Switch 2: Joy-Cons ohne Halleffekt - Driftproblem vorprogrammiert?
Einige Tage nach der ausführlichen Präsentation der Nintendo Switch 2 hat der japanische Spielekonzern klargestellt, dass man bei den neuen, größeren Joy-Cons nicht auf Hall-Effekt-Sticks setzt. Gibt es künftig also wieder Probleme mit Joy-Con-Drift?
Im Interview mit den Kollegen sagte Nate Bihldorff, der bei Nintendo of America als Senior Vice President of Product Development and Publishing tätig ist, dass man die Joy-Con 2 Controller "grundlegend neu designt" hat. "Es sind keine Hall-Effekt-Sticks, aber sie fühlen sich hervorragend an", sagte er weiter, als er gefragt wurde, weshalb sich die neuen Sticks sehr anders anfühlen als die Analog-Sticks der Original-Switch.

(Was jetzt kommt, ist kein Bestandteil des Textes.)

PR #489, opened 2019-11-14
Update css.md

apalm:
Split into two commits so that the diff for the typo fixes (second commit) is less noisy.


rviscomi:
Thanks for these fixes @apalm!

Nintendo hätte in der Theorie neben Hall-Effekt-Sticks auch noch andere Möglichkeiten, um dem altbekannten "Joy-Con-Drift" bei der Neuauflage seiner Analog-Sticks entgegenzuwirken. So könnte man auf ein TMR-Konzept (magnetischer Tunnelwiderstand) setzen oder andere Technologien nutzen. Allerdings würden die Japaner wohl auch in diesem Fall die Verbesserungen zu Marketing-Zwecken nutzen.
Dass genau dies aber bisher ausgeblieben ist, gilt bei manchen Nintendo-Fans schon jetzt als Zeichen, dass man einfach wieder den für das Unternehmen günstigsten Weg gewählt hat - und weiter auf die bei den Joy-Cons der ersten Generation verwendeten Analog-Sticks auf Basis von Potenziometern setzt.
Bei der Nintendo Switch der ersten Generation hatten die Analog-Sticks der Joy-Con-Controller schnell für massive Probleme durch "Drift" gesorgt. Nintendo musste sich später sogar mit Sammelklagen auseinandersetzen und bietet bis heute in manchen Ländern eine kostenlose Reparatur defekter Controller an, die vom "Joy-Con-Drift" betroffen sind.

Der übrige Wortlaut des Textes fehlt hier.